The U.S. Centers for Disease Control and Prevention urged more obstetricians and gynecologists to counsel women who are pregnant or may become pregnant to take hygiene steps to guard against becoming infected with cytomegalovirus, or CMV.

Contact with the saliva or urine of preschool-age children is a leading cause of this viral infection among pregnant women, according to the CDC. Congenital cytomegalovirus infection is caused when an infected mother passes the virus to her fetus through the placenta.

The CDC said such infection occurs in about 1 in 150 babies born in the United States, some of whom develop hearing or vision loss, mental disability or other problems. It is the leading infectious cause of birth defects and developmental disabilities in the United States, according to the CDC.

The CDC said a nationwide survey of 305 obstetricians and gynecologists showed only 44 percent counseled patients about how to avoid CMV infection. CDC experts said this may even over-estimate how commonly doctors are addressing the issue.
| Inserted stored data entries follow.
PR #987, opened 2023-10-15
Fix building plugins

antonio-rojas:
Currently, plugins are never built because cmake doesn't search for the necessary dependencies


antonio-rojas:
Nevermind, I misunderstood the cmake options

Issue #985, opened 2023-10-14
rename heif-convert to heif-dec


farindk:
I would like to rename `heif-convert` to `heif-dec` to have a simpler and more consistent naming. Of course, we have to keep a symlink from `heif-convert` for backwards compatibility.

Are there any concerns about this? Things to take care of?

fancycode:
For Ubuntu / Debian packaging I could do this internally through [dh_link](https://manpages.debian.org/testing/debhelper/dh_link.1.html). But I'm fine with you doing this when building.

PR #996, opened 2023-10-17
Rename heif-convert to heif-dec (planned for v1.18.0)

farindk:
Renames the executable `heif-convert` to `heif-dec` and create a symlink from `heif-convert` to `heif-dec` (#985).

Could anyone working on Windows and macOS please verify that this works?
Especially generating the symlink with the correct directories and executable suffix (100d1725269d9af42b6a803d5784eb804b46ea63)?


kmilos:
> Could anyone working on Windows and macOS please verify that this works?

Does not seem to work under MSYS2:
```
CMake Error: failed to create symbolic link 'C:/msys64/opt/libheif/bin/heif-convert.exe': The system
 cannot find the path specified.
```

kmilos:
> Better with the above change?

Better in a sense that it now finds it, but still fails, now with:
```
CMake Error: failed to create symbolic link 'C:/msys64/opt/libheif/bin/heif-convert.exe': A required
 privilege is not held by the client.
```

farindk:
A web search told me that Windows requires administrator privileges to create symlinks. (The reason is that symlinks were only introduced with Windows Vista and since it would open security risks when using older software, creating symlinks has been restricted to administrators.)

Now, what should we do for Windows? Copy the binary instead?

silverbacknet:
Another option some software uses, since static (no plugin) builds can be pretty large, is a stub that simply forwards the entire command environment to the real exe, and returns whatever it does.

With plug-in being the default, that might be overkill for one scenario.

farindk:
@silverbacknet Right, good idea. But in our case, the binary is small (~56 kB). The libheif dll is always separate. It is only the `heif-convert` tool that would have to be copied.

fancycode:
@farindk please make sure to change the manpage to reference the new command name (currently still mentions `heif-convert`).

CMakeLists.txt
```diff
@@ -260,6 +260,7 @@ configure_file(libheif.pc.in ${CMAKE_CURRENT_BINARY_DIR}/libheif.pc @ONLY)
 install(FILES ${CMAKE_CURRENT_BINARY_DIR}/libheif.pc
         DESTINATION ${CMAKE_INSTALL_LIBDIR}/pkgconfig)
 
+
```
kmilos, line 263: Please remove non-change from diff

examples/CMakeLists.txt
```diff
@@ -19,19 +19,22 @@ install(TARGETS heif-info RUNTIME DESTINATION ${CMAKE_INSTALL_BINDIR})
...
         common.h)
-target_link_libraries(heif-convert PRIVATE heif)
-install(TARGETS heif-convert RUNTIME DESTINATION ${CMAKE_INSTALL_BINDIR})
-install(FILES heif-convert.1 DESTINATION ${CMAKE_INSTALL_MANDIR}/man1)
+target_link_libraries(heif-dec PRIVATE heif)
+install(TARGETS heif-dec RUNTIME DESTINATION ${CMAKE_INSTALL_BINDIR})
+install(FILES heif-dec.1 DESTINATION ${CMAKE_INSTALL_MANDIR}/man1)
+
+# create symbolic link from the old name `heif-convert` to `heif-dec`
+install(CODE "execute_process(COMMAND ${CMAKE_COMMAND} -E create_symlink ${CMAKE_INSTALL_PREFIX}/${CMAKE_INSTALL_BINDIR}/heif-dec${CMAKE_EXECUTABLE_SUFFIX} ${CMAKE_INSTALL_PREFIX}/${CMAKE_INSTALL_BINDIR}/heif-convert${CMAKE_EXECUTABLE_SUFFIX})")
```
kmilos, line 37:
```suggestion
if(NOT WIN32)
  install(CODE "execute_process(COMMAND ${CMAKE_COMMAND} -E create_symlink ${CMAKE_INSTALL_PREFIX}/${CMAKE_INSTALL_BINDIR}/heif-dec${CMAKE_EXECUTABLE_SUFFIX} ${CMAKE_INSTALL_PREFIX}/${CMAKE_INSTALL_BINDIR}/heif-convert${CMAKE_EXECUTABLE_SUFFIX})")
else()
  install(CODE "execute_process(COMMAND ${CMAKE_COMMAND} -E copy ${CMAKE_INSTALL_PREFIX}/${CMAKE_INSTALL_BINDIR}/heif-dec${CMAKE_EXECUTABLE_SUFFIX} ${CMAKE_INSTALL_PREFIX}/${CMAKE_INSTALL_BINDIR}/heif-convert${CMAKE_EXECUTABLE_SUFFIX})")
endif()
```

PR #997, opened 2023-10-17
cmake: Fix OS X compatibility_version based on libtool legacy

### LINKED ISSUE #992: Binary-versioning regression
The change from autotools (libtool in particular) in libheif-1.15.1 to cmake retained the same SONAME of the library (we call it "install_name" on OS X), which seems correct as it appears only ABIs were added rather than removed or changed. But the compatibility_version got decremented (was 17.0.0 now 1.0.0 when I upgrade libheif to 1.17.0). It is not allowed for compatibility_version to be decreased for any specific install_name, or it will cause a runtime failure for any program that was linked against that install_name that had had a higher compatibility_version.

Libtool handles all these library versioning details automatically, via `-version-info`, but cmake does not know anything about this. Assuming I am reading the public APIs correctly, that symbols were added but no symbols were removed or changed, it's correct that install_name stays the same, but compatibility_version should be incremented.

dmacks:
Sets a darwin linker value that must be monotonic, which libtool automatically had been incrementing but cmake automatically sets to 1.0.0. Fixes  #992

### DIFF
--- a/libheif/CMakeLists.txt
+++ b/libheif/CMakeLists.txt
@@ -100,6 +100,15 @@ set_target_properties(heif
         VERSION ${PROJECT_VERSION}
         SOVERSION ${PROJECT_VERSION_MAJOR})
 
+# compatibility_version defaults to 1.0.0 and is never allowed to be
+# decreased for any specific SONAME. Libtool in the libheif-1.15.1
+# release had set it to 17.0.0, so force it higher here.
+if (APPLE)
+    set_target_properties(heif
+            PROPERTIES
+	    LINK_FLAGS "-Wl,-compatibility_version,18.0.0")
+endif ()
+
 target_compile_definitions(heif
         PUBLIC
         LIBHEIF_EXPORTS


libheif/CMakeLists.txt
```diff
@@ -100,6 +100,15 @@ set_target_properties(heif
         VERSION ${PROJECT_VERSION}
         SOVERSION ${PROJECT_VERSION_MAJOR})
 
+# compatibility_version defaults to 1.0.0 and is never allowed to be
+# decreased for any specific SONAME. Libtool in the libheif-1.15.1
+# release had set it to 17.0.0, so force it higher here.
+if (APPLE)
+    set_target_properties(heif
+            PROPERTIES
+	    LINK_FLAGS "-Wl,-compatibility_version,18.0.0")
```
kmilos, line 109: You don't want to set this manually.

farindk:
Thanks, I'll further modify this to be easier to maintain.

PR #1004, opened 2023-10-20
Update README.md

arjendekorte:
Using cmake-presets version 3 requires CMake >= 3.21


farindk:
Thanks. Could we change the text slightly to "`--preset` argument needs CMake >= 3.21" ?

arjendekorte:
Agreed. It took me a while to figure out what the problem was, since the CMake error isn't the most helpful to find what is wrong, therefor it might be useful to mention this specifically.

farindk:
Thanks

PR #1012, opened 2023-10-26
fuzzer: The box_size_without_header must be positive

dukesook:
The fuzzer is throwing the following error:
/home/runner/work/libheif/libheif/libheif/box.cc:669:27: runtime error: implicit conversion from type 'int64_t' (aka 'long') of value -8 (64-bit, signed) to type 'size_t' (aka 'unsigned long') changed the value to 18446744073709551608 (64-bit, unsigned)

The BitstreamRange constructor expects a size_t, but an int64_t is being passed in (box.cc line 669). This is a problem when the value is negative.

### DIFF
--- a/libheif/box.cc
+++ b/libheif/box.cc
@@ -657,7 +657,7 @@ Error Box::read(BitstreamRange& range, std::shared_ptr<Box>* result)
 
   // Box size may not be larger than remaining bytes in parent box.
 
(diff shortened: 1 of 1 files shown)


farindk:
I thought the problem was already fixed with 316291a9d374da768c8b629d2f04ed18015a3608.
Does this still occur? Is there an input to reproduce this?

dukesook:
Yes, you're correct. This issue has already been resolved. I'll close the PR.

PR #1013, opened 2023-10-26
examples: correct configuration check for uncompressed codec in heif-enc

bradh:
The option is `WITH_UNCOMPRESSED_CODEC` but we still had `ENABLE_UNCOMPRESSED_ENCODER`.

The original change was https://github.com/strukturag/libheif/commit/9895fdf37558c2efdbaeeb5e29504be03e88e8f8#diff-30575ea3ee10e63b2610466a76c0391eb3a6a3b1984b80ddc668421fa095929c

I think this part may have been accidentally reverted during the JPEG 2000 merge.


farindk:
Yes, seems to have been accidentally reverted.

PR #1015, opened 2023-10-29
nclx: use default values that match sRGB

kleisauke:
Since commit 062b5284216748925cdbf67f9eb8a12bbda503e1, libheif saves images with the default NCLX profile `6,6,6` (Rec. 601 aka NTSC) which is pretty far from sRGB and leads to incorrect colors in most viewers. Additionally, the `colr` HEIF box wasn't updated to reflect this.

Commit 673fb03227790cb5184c9c9aaa5c40775cb3afbf resolves the latter issue by guaranteeing the update of `target_nclx_profile` following the color conversion, thereby ensuring the propagation of any defaults specified in `ColorConversionPipeline::convert_image()`.

Commit 3bc75720f9eb686e2a674a710961422b9920d2e3 resolves the former issue by ensuring NCLX profiles defaults to `1,13,1`  (Rec. 709 with IEC 61966-2-1 transfer function).

Context: https://github.com/libvips/libvips/pull/3731

Thanks to @DarthSim for discovering this.

### DIFF
--- a/libheif/color-conversion/colorconversion.cc
+++ b/libheif/color-conversion/colorconversion.cc
@@ -446,8 +446,7 @@ std::shared_ptr<HeifPixelImage> ColorConversionPipeline::convert_image(const std
 
     // --- pass the color profiles to the new image
 
-    auto output_nclx = std::make_shared<color_profile_nclx>();
-    *output_nclx = step.output_state.nclx_profile;
+    auto output_nclx = std::make_shared<color_profile_nclx>(step.output_state.nclx_profile);
     out->set_color_profile_nclx(output_nclx);
     out->set_color_profile_icc(in->get_color_profile_icc());
 
@@ -546,7 +545,7 @@ std::shared_ptr<HeifPixelImage> convert_colorspace(const std::shared_ptr<HeifPix
     output_state.nclx_profile = *target_profile;
   }
 
-  // If some output nclx values are unspecified, set the to the same as the input.
+  // If some output nclx values are unspecified, set them to the same as the input.
 
   if (output_state.nclx_profile.get_matrix_coefficients() == heif_matrix_coefficients_unspecified) {
     output_state.nclx_profile.set_matrix_coefficients(input_state.nclx_profile.get_matrix_coefficients());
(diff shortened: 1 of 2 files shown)


novomesk:
I agree that NCLX with unspecified 2/2/2 should not be interpreted as 6/6/6.

I understand that default interpretation should be sRGB but I believe it should be 1/13/6 and not 1/13/1. (BTW I also use 1/13/1 in my software but it must be explicitly set that way).

I think it is OK to leave initial NCLX values to 2/2/6 - matrix coefficients is good to define, but primaries and transfer function could be defined via ICC.

libheif/context.cc
```diff
@@ -2465,6 +2465,7 @@ Error HeifContext::encode_image_as_hevc(const std::shared_ptr<HeifPixelImage>& i
     if (!src_image) {
       return Error(heif_error_Unsupported_feature, heif_suberror_Unsupported_color_conversion);
     }
+    *target_nclx_profile = *src_image->get_color_profile_nclx();
```
farindk, line 2468: I don't think this is the correct way to fix this. We have an NCLX of the input image and a desired output NCLX from the `heif_encoding_options`. If both differ, the input will be transformed to match the output options.
Here, you are overwriting the target NCLX (the one that will be written to the file) with the input NCLX even if it was converted to another one (specified in the encoding options).

kleisauke: IIUC, this only uses the NCLX parameters of the input if some of the output NCLX parameters are unspecified, otherwise it would still preserve the output NCLX parameters as-is.

So, for example, when saving with `options.output_nclx_profile == nullptr` (default) it would both remap these unspecified values:
https://github.com/strukturag/libheif/blob/673fb03227790cb5184c9c9aaa5c40775cb3afbf/libheif/nclx.cc#L315-L316

To the ones specified within the input NCLX profile here:
https://github.com/strukturag/libheif/blob/673fb03227790cb5184c9c9aaa5c40775cb3afbf/libheif/color-conversion/colorconversion.cc#L544-L560

This updated output NCLX profile would be propagated to the result of `convert_colorspace()` here:
https://github.com/strukturag/libheif/blob/673fb03227790cb5184c9c9aaa5c40775cb3afbf/libheif/color-conversion/colorconversion.cc#L447-L450

farindk:
I've implemented the handling of unspecified values in a different way that avoids overwriting the `target_nclx_profile` in de41052649fb53d72f8af24d8af370fd8a531c8f.
Combined with your changes of the default values, I think this should solve the problem.

libheif/context.cc
kleisauke: You're right; this fix was incorrect.

kleisauke:
Thanks! I can confirm that PR #1017 resolves this.

PR #1017, opened 2023-10-30
set NCLX defaults to match sRGB and change handling of unspecified NCLX values

farindk:
This is an alternative implementation of #1015.

### DIFF
--- a/examples/heif_enc.cc
+++ b/examples/heif_enc.cc
@@ -64,9 +64,9 @@ int metadata_compression = 0;
 const char* encoderId = nullptr;
 std::string chroma_downsampling;
 
-uint16_t nclx_matrix_coefficients = 6;
-uint16_t nclx_colour_primaries = 2;
-uint16_t nclx_transfer_characteristic = 2;
+uint16_t nclx_matrix_coefficients = 1;
+uint16_t nclx_colour_primaries = 1;
+uint16_t nclx_transfer_characteristic = 13;
 int nclx_full_range = true;
 
 std::string property_pitm_description;
--- a/examples/heif_enc.cc
+++ b/examples/heif_enc.cc
@@ -64,9 +64,9 @@ int metadata_compression = 0;
 const char* encoderId = nullptr;
 std::string chroma_downsampling;
 
-uint16_t nclx_matrix_coefficients = 1;
 uint16_t nclx_colour_primaries = 1;
 uint16_t nclx_transfer_characteristic = 13;
+uint16_t nclx_matrix_coefficients = 5;
 int nclx_full_range = true;
 
 std::string property_pitm_description;
--- a/libheif/nclx.cc
+++ b/libheif/nclx.cc
@@ -339,6 +339,22 @@ void color_profile_nclx::set_from_heif_color_profile_nclx(const struct heif_colo
 }
 
 
+void color_profile_nclx::replace_undefined_values_with_defaults()
+{
+  if (m_matrix_coefficients == heif_matrix_coefficients_unspecified) {
+    m_matrix_coefficients = heif_matrix_coefficients_ITU_R_BT_709_5;
+  }
+
+  if (m_colour_primaries == heif_color_primaries_unspecified) {
+    m_colour_primaries = heif_color_primaries_ITU_R_BT_709_5;
+  }
+
+  if (m_transfer_characteristics == heif_color_primaries_unspecified) {
+    m_transfer_characteristics = heif_transfer_characteristic_IEC_61966_2_1;
+  }
+}
+
+
 Error Box_colr::parse(BitstreamRange& range)
 {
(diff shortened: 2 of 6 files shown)


examples/heif_enc.cc
```diff
@@ -64,9 +64,9 @@ int metadata_compression = 0;
 const char* encoderId = nullptr;
 std::string chroma_downsampling;
 
-uint16_t nclx_matrix_coefficients = 6;
-uint16_t nclx_colour_primaries = 2;
-uint16_t nclx_transfer_characteristic = 2;
+uint16_t nclx_matrix_coefficients = 1;
```
kmilos, line 67: Should be 5 for sRGB

libheif/nclx.cc
```diff
@@ -339,6 +339,22 @@ void color_profile_nclx::set_from_heif_color_profile_nclx(const struct heif_colo
...
+{
+  if (m_matrix_coefficients == heif_matrix_coefficients_unspecified) {
+    m_matrix_coefficients = heif_matrix_coefficients_ITU_R_BT_709_5;
+  }
+
+  if (m_colour_primaries == heif_color_primaries_unspecified) {
+    m_colour_primaries = heif_color_primaries_ITU_R_BT_709_5;
+  }
+
+  if (m_transfer_characteristics == heif_color_primaries_unspecified) {
```
kleisauke, line 352:
```suggestion
  if (m_transfer_characteristics == heif_transfer_characteristic_unspecified) {
```

libheif/nclx.cc
```diff
@@ -312,9 +312,9 @@ void color_profile_nclx::free_nclx_color_profile(struct heif_color_profile_nclx*
 
 void color_profile_nclx::set_default()
 {
-  m_colour_primaries = 2;
-  m_transfer_characteristics = 2;
-  m_matrix_coefficients = 6;
+  m_colour_primaries = 1;
+  m_transfer_characteristics = 13;
+  m_matrix_coefficients = 1;
```
kmilos: 5 for sRGB

libheif/nclx.cc
```diff
@@ -339,6 +339,22 @@ void color_profile_nclx::set_from_heif_color_profile_nclx(const struct heif_colo
 }
 
 
+void color_profile_nclx::replace_undefined_values_with_defaults()
+{
+  if (m_matrix_coefficients == heif_matrix_coefficients_unspecified) {
+    m_matrix_coefficients = heif_matrix_coefficients_ITU_R_BT_709_5;
```
kmilos, line 345: `heif_matrix_coefficients_ITU_R_BT_470_6_System_B_G` (i.e. 5) for sRGB

farindk:
Are there any references what the values should be for sRGB? I found this random piece of code: https://observablehq.com/@eeeps/color-space-determiner that also seems to favor 1,13,1.

kmilos:
> I found this random piece of code: https://observablehq.com/@eeeps/color-space-determiner that also seems to favor 1,13,1.

Plain wrong. See https://www.itu.int/rec/T-REC-H.273

farindk:
Accoding to H273, color_primaries=1. I think we agree here.
It also says to use transfer_characteristics=13.
Then, H273 says to use matrix_coefficients=0 of SRGB. Well ok, but that's not what we're looking for.
How do you derive that matrix_coefficients should be 5 or 1 ?

kmilos:
> Then, H273 says to use matrix_coefficients=0 of SRGB. Well ok, but that's not what we're looking for.
> How do you derive that matrix_coefficients should be 5 or 1 ?

IEC 61966-2-1 mentions [sYCC ](https://en.wikipedia.org/wiki/SRGB#sYCC) representation that specifically uses matrix coeffs 5 (601).

However, note that the same wikipedia page also mentions sRGB conversion to XYZ using the 709 coeffs earlier...

Also note that the JPEG/JFIF specification uses 601 matrix coeffs.

farindk:
Ok, that makes sense. Then we'll go for `matrix_coefficients=5`.

farindk:
> For reference, libavif seems to default to `13/1/6`: https://github.com/AOMediaCodec/libavif/blob/f9dd31fea43f748ce1a6e49be4cd9e68b916ebe6/apps/avifenc.c#L2269-L2276 https://github.com/AOMediaCodec/libavif/blob/f9dd31fea43f748ce1a6e49be4cd9e68b916ebe6/apps/avifenc.c#L1460

Yes. But since matrix_coefficients 5 and 6 are exactly the same, this does not matter.

kmilos:
> For reference, libavif seems to default to `13/1/6`

Yeah, I think this was because either Chrome or Safari only implemented that combo and not (IMHO more canonical) `13/1/5` in addition...

farindk:
Thanks, @kleisauke , @kmilos

PR #922, opened 2023-07-11
migrate box implementation out of box.h/box.cc

bradh:
The `box.h` and `box.cc` files are pretty large, and box.h is likely to get larger as documentation is added.

This PR is a commit stack migrating various boxes out to codec (or colour) specific implementation.

Diffstat:
```
 CMakeLists.txt |    4 +
 avif.cc        |  190 +++++++++++++++++++++++++++++++++++++++++++++++++++++++++++++++++
 avif.h         |   98 +++++++++++++++++++++++++++++++++
 box.cc         |  853 +-----------------------------------------------------------------------------------------------------------------------------------------------------------------------------------------------------------------------------------------------------------------------------------------------------
 box.h          |  363 -----------------------------------------------------------------------------------------------------------------------------
 context.cc     |    1 
 file.cc        |    2 
 file.h         |    3 +
 hevc.cc        |  288 +++++++++++++++++++++++++++++++++++++++++++++++++++++++++++++++++++++++++++++++++++++++++++++++++++
 hevc.h         |   67 +++++++++++++++++++++++
 jpeg.cc        |   53 ++++++++++++++++++
 jpeg.h         |   52 +++++++++++++++++
 nclx.cc        |  248 +++++++++++++++++++++++++++++++++++++++++++++++++++++++++++++++++++++++++++++++++++++
 nclx.h         |  113 ++++++++++++++++++++++++++++++++++++++
 pixelimage.h   |    2 
 vvc.cc         |  128 ++++++++++++++++++++++++++++++++++++++++++++
 vvc.h          |   98 +++++++++++++++++++++++++++++++++
 17 files changed, 1349 insertions(+), 1214 deletions(-)
```

I had hoped for more, but it is a start.

PR #1019, opened 2023-10-30
Sanitise jpgc box size before memory allocation

lovell:
~~I think the work for https://github.com/strukturag/libheif/pull/922 may have removed some existing security checks around memory allocation.~~

EDIT: The `jpgC` logic was introduced in commit https://github.com/strukturag/libheif/commit/3e82d5199aec196ba59369d5a7834072d0a51bd1 (and #922 moved it).

This PR adds sanity checking for `jpgC` box sizes and a 32 byte test file discovered via fuzz testing that will attempt to allocate ~9 exabytes and therefore segfault when parsed using v1.17.x. I've not checked other box types, but it's possible this sanity check may need to be applied in a more general manner to other `parse` functions.


lovell:
It looks like this was fixed via commit https://github.com/strukturag/libheif/commit/8ff82278f98b03a0764fefa31393e4cab29dc675

farindk:
> It looks like this was fixed via commit [8ff8227](https://github.com/strukturag/libheif/commit/8ff82278f98b03a0764fefa31393e4cab29dc675)

Yes. Sorry for the double work. I also saw this is a fuzzer output.

farindk:
> it's possible this sanity check may need to be applied in a more general manner to other parse functions.

Right, this all started because of the changed handling of boxes with zero size field (undefined size). That should probably be handled in a more general way. I've opened #1021 for this.

PR #1289, opened 2024-08-27
[ffmpeg plugin] Fix leak during failure

roticv:
When decoding "fails" in ffmpeg decoder, it is possible that NalMap is not cleaned up properly causing a leak.


farindk:
Thank you. I have fixed this in a different way by using a `std::unique_ptr`. That makes sure that the memory is freed in any edge case and also simplifies existing code.

PR #1293, opened 2024-09-01
initial version of NVIDIA hw plugin

bradh:
This is an initial cut of the changes to provide the compression format down to the decoder.

I'm confused by the AVC NAL Unit syntax. I've factored the NALU parsing out of ffmpeg, and it works fine for HEVC. The AVC syntax is different though. Inputs welcome.

I don't know if this code works on AV1 - I don't have compatible hardware for that yet. It does work for JPEG and HEVC. It definitely doesn't work for AVC without that NALU parsing.

### DIFF
--- a/CMakeLists.txt
+++ b/CMakeLists.txt
@@ -229,6 +229,14 @@ if (WITH_OPENJPH_ENCODER OR WITH_OPENJPH_DECODER)
     find_package(OPENJPH)
 endif()
 
+# nvidia hardware decode
+
+plugin_option(NV_DECODER "NVIDIA Hardware HEVC/AVC/AV1 decoder" OFF OFF)
+if (WITH_NV_DECODER)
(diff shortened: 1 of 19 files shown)


farindk:
My only computer with an nVidia card is an old laptop that only supports H.264. But if there is any example image using H.264, I could have a look at the NALU parsing.

bradh:
I'm currently refactoring the NALU parsing (since it changed a bit in ffmpeg). Hope to put that up in hour or so.

https://github.com/MPEGGroup/FileFormatConformance/blob/main/data/file_features/published/heif/multilayer004.heic is the sample I'm using for H.264. It isn't going to be great quality without the LCEVC support, but should be valid for format checks.

farindk:
I've written an AVC decoding plugin based on OpenH264. At least `multilayer004.heic` decodes.

PR #1294, opened 2024-09-01
plugins: refactor NALU parsing for shared future usage

bradh:
Potentially there is additional code sharing possible.

Also, may be useful to have an abstract NalUnit superclass with HevcNalUnit and AvcNalUnit concrete subclasses.

### DIFF
--- a/CMakeLists.txt
+++ b/CMakeLists.txt
@@ -163,20 +163,22 @@ endif ()
 
 # openh264 decoder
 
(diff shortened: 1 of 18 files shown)


bradh:
Well that build didn't go well...

farindk:
I've cherry-picked your commits into `master` because the PR branch had a lot of double commits.

PR #1301, opened 2024-09-08
Refactor TIFF decoding

### LINKED ISSUE #1300: reading TIFF mono files fails
`heif-enc` with a single band file fails with an error like:

```
Could not encode HEIF/AVIF file: Encoder plugin generated an error: Unsupported bit depth: Bit depth not supported by x265
```

The error is misleading though. Its really an invalid pixel image being passed as input. That happens because of this logic:

https://github.com/strukturag/libheif/blob/8cc6c796ac706bdf99c1f6f82f32b7873bbbf19d/examples/decoder_tiff.cc#L307-L321

(and equivalent call for the planar case).

Essentially we're creating a mono image, then adding an interleaved image plane, which doesn't make sense.

I'm currently working on a fix.

bradh:
This is an initial rework of the TIFF decoder support, in preparation for reading other data types and higher bit depths.

Because this code is starting to get tricky, I really wanted unit tests. Also, this is looking like code that would be useful in general - not just for the specific examples. In support of that, I've made it into a library - notionally `libheifio`, but I'm flexible on the name. It doesn't get provided as API yet. It has error handling, not just `exit()` calls.

Resolves #1300 

Also resolves a failure reading RGBA planar  files. 
```
./examples/heif-enc ~/rgba_planar.tif out.heif
munmap_chunk(): invalid pointer
Aborted (core dumped)
```


bradh:
It looks like the library may not be static. That needs to be fixed.

farindk:
Is this still a draft or ready for merging?

bradh:
@farindk if you are OK with the design then I am OK with this as an initial implementation that we can build onto.

farindk:
> @farindk if you are OK with the design then I am OK with this as an initial implementation that we can build onto.

Yes, I can merge this and then I would reorganize the files a bit: move the `heifio` directory next to the `libheif` directory and move the tests into a subdirectory of the top-level `tests` directory. Hope that is ok.

farindk:
Merged with rebase.

PR #1302, opened 2024-09-08
Windows fixes

bradh:
The unistd change is untested, but should at least compile.

The changes for the utilities are `const char*` incompatibility with `char *`.

The C++ 20 is driven by `use of designated initializers requires at least '/std:c++20'` which we use in structure initialisation in a few places. 

The fallthrough will require at least C++ 17, even if we change the initialisers.


bradh:
Not sure what I've done that broke the AVC box checks....

farindk:
@fancycode Can we increase the C++ version to C++20 ? Ubuntu 20.04 uses gcc-9, which does not support full C++20 (https://gcc.gnu.org/projects/cxx-status.html), but it does support designated initializers. The safer choice would be C++17.

farindk:
"Designated initializers" are only used in one place in PR #1296 . If the step to C++20 is not completely safe for older distributions, we could also use C++17 as an intermediate step.

farindk:
> Cygwin will probably also not ship GCC 13 w/ full C++20 support well until next summer ([it was just bumped to GCC 12](https://cygwin.com/pipermail/cygwin-announce/2024-July/011859.html)).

The CDC recommends that pregnant women wash hands often with soap and water, especially after contact with saliva or diapers from young children, to not kiss children under age 6 on the mouth or cheek to avoid saliva, and to not share food, drinks or utensils with young children.

"A lot of people are really shocked when they hear that there are as many disabled kids from congenital CMV as there are kids with fetal alcohol syndrome or Down syndrome or spina bifida -- and people haven't heard of it," CDC epidemiologist Michael Cannon said in a telephone interview.

The CDC said 5,000 to 8,000 babies are born annually in the United States with disabilities associated with CMV infection. There is no vaccine for it, the CDC noted.

"Although some obstetricians and gynecologists talk to their patients -- pregnant women -- about congenital CMV, many of them don't. So it's really a missed opportunity," Cannon said. "The doctors could play a larger role. Clearly there's room for improvement."

Many children become infected with CMV -- a member of the herpes virus family -- in early childhood, particularly those in child-care and preschool settings. The virus then can be passed to others, including pregnant women, who come into contact with the infected child's saliva or urine.

Most healthy children and adults infected with CMV have no symptoms and may not even know that they have been infected. Others may develop a mild illness with fever, sore throat, fatigue, and swollen glands.

The virus can be transmitted through sexual contact.

People with weakened immune systems are particularly vulnerable to ill effects from the virus. The CDC said there is no treatment for pregnant women whose fetus might be infected with CMV. Existing drugs that are effective against it have serious side effects and are not approved for use in pregnant women, the CDC said.